09(May) Divisor Game

09. Divisor Game

The problem can be found at the following link: Question Link

Problem Description

Alice and Bob take turns playing a game, with Alice starting first. Initially, there is a number ( n ) on the chalkboard. On each player's turn, that player makes a move consisting of:

• Choosing any ( x ) with ( 0 < x < n ) and ( n % x == 0 ).

• Replacing the number ( n ) on the chalkboard with ( n - x ).

• If a player cannot make a move, they lose the game.

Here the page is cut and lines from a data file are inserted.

PR #9829, opened 2022-04-06
[Core] Apply table process

miguelmaso:
**📝 Description**
This process sets a variable from a table.
More or less, it works as AssignScalarVariableProcess, but the value is defined by a table.

**🆕 Changelog**
- Add ApplyTableToVariableProcess
- Add test


miguelmaso:
@AFranci does it solves your problem?

ipouplana (commented):
Very nice @miguelmaso !

AFranci:
> @AFranci does it solves your problem?

no pandas at the end??

miguelmaso:
> > @AFranci does it solves your problem?
> 
> no pandas at the end??

#9831 is even better

rubenzorrilla:
> > > @AFranci does it solves your problem?
> > 
> > 
> > no pandas at the end??
> 
> #9831 is even better

I was about to suggest this :+1:

PR #9831, opened 2022-04-07
[AssignVariableProcess] Read value from table

miguelmaso:
**📝 Description**
This PR extends `Assign[Scalar/Vector]VariableProcess`. There is a new option for `value`:

- `null`
- a constant scalar
- a function
- [New] a csv table

I think this implementation is better than #9829 

**🆕 Changelog**
- Add a read csv utility
- Extend the possibilities of `AssignScalarVariableProcess` and  `AssignVectorVariableProcess`
- Add a test


AFranci (dismissed):
Thanks @miguelmaso ! I have just tested in a PFEM example and works well!

AFranci:
@rubenzorrilla is it ok for you? if yes, can you approve it?

kratos/python_scripts/assign_scalar_variable_process.py
```diff
@@ -39,7 +50,7 @@ def __init__(self, Model, settings ):
             "variable_name"   : "SPECIFY_VARIABLE_NAME",
             "interval"        : [0.0, 1e30],
             "constrained"     : true,
-            "value"           : 0.0,
+            "value"           : {},
```
rubenzorrilla, line 51: Why changing the defaults? Note that this would break any case that is assuming the zero scalar default value (admittedly a weird usage).

rubenzorrilla: OK. Now I see below. Forget about my comment.

kratos/python_scripts/read_csv_table_utility.py
```diff
@@ -0,0 +1,79 @@
...
+    def __init__(self, settings):
+        """Constructor of the csv table reader: validate the parameters.
+
+        Keyword arguments:
+        self -- It signifies an instance of the class.
+        settings -- Kratos parameters containing solver settings.
+        """
+        default_settings =  KM.Parameters("""{
+            "name"       : "csv_table",
+            "file_name"  : "",
```
rubenzorrilla:
```suggestion
            "filename"  : "",
```
To be consistent with the rest of Kratos.

kratos/python_scripts/read_csv_table_utility.py
```diff
@@ -0,0 +1,79 @@
...
+        }""")
+        settings.ValidateAndAssignDefaults(default_settings)
+
+        self.file_name = settings["file_name"].GetString()
+        self.delimiter = settings["delimiter"].GetString()
+        self.skiprows = settings["skiprows"].GetInt()
+        self.table_id = settings["table_id"].GetInt()
+        self.na_replace = settings["na_replace"].GetDouble()
+
+    def Read(self, model_part):
```
rubenzorrilla:
```suggestion
    def Read(self, model_part = None):
```
So you don't need to pass the model part if the table is not to be stored.

kratos/python_scripts/assign_scalar_variable_process.py
miguelmaso: I think you're right, if a user does not set `"value" : whatever`, the default value would be `{}`, producing a runtime error.

Now I remember: I modified the default values because the method `void Parameters::SetValue(Parameters Value)` is missing. I can add an extra check in python to set `"value" : 0.0` if it's missing.

kratos/python_scripts/read_csv_table_utility.py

Return true if and only if Alice wins the game, assuming both players play optimally.

Example:

Input:

n = 2

Output:

True

Explanation: Alice chooses 1, and Bob has no more moves.

Input:

n = 3

Output:

False

Explanation: Alice chooses 1, Bob chooses 1, and Alice has no more moves.

Approach

To solve this problem, we can observe that:

• If ( n ) is even, Alice can always choose ( x = 1 ) in her turn, which will make Bob left with ( n - 1 ), an odd number.

• If ( n ) is odd, there's no such ( x ) satisfying ( 0 < x < n ) and ( n % x == 0 ), hence Alice will lose.

So, the strategy for Alice is to always play optimally and select ( x = 1 ) whenever she has the chance.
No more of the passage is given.